EXERCISE DIRECTIONS
The required answer is every line of the data containing the word "Compilation".

THE RECORDS

--- START ---

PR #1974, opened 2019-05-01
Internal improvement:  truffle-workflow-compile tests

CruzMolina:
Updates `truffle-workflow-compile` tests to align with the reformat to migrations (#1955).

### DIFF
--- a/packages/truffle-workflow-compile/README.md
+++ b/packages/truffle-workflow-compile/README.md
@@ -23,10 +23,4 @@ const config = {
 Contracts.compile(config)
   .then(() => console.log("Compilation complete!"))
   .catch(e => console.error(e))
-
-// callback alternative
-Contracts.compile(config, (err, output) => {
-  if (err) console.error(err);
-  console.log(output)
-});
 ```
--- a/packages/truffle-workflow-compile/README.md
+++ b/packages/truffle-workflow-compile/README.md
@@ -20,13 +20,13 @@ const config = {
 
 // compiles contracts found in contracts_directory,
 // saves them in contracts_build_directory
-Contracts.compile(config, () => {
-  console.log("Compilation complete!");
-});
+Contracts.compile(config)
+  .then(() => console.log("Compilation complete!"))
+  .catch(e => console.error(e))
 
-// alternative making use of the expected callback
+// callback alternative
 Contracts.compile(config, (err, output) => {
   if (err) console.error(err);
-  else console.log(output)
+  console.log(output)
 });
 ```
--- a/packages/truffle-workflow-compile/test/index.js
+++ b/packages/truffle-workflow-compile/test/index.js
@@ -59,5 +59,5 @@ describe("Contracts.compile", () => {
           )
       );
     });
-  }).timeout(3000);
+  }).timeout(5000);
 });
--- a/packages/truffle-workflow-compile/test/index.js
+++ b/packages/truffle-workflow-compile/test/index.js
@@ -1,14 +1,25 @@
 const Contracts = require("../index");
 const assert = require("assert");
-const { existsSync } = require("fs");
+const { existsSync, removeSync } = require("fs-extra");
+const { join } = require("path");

--- END ---

REPLY
   .then(() => console.log("Compilation complete!"))
-  console.log("Compilation complete!");
+  .then(() => console.log("Compilation complete!"))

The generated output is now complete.